● **Assignment**
Extract, verbatim, all lines starting at the one containing "Make Moxin runnable" and ending with the final line of the listing, and no others.

● **Data below**

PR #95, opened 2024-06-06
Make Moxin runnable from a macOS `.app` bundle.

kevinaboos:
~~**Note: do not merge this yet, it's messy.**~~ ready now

● **Exercise answer**
Make Moxin runnable from a macOS `.app` bundle.

kevinaboos:
~~**Note: do not merge this yet, it's messy.**~~ ready now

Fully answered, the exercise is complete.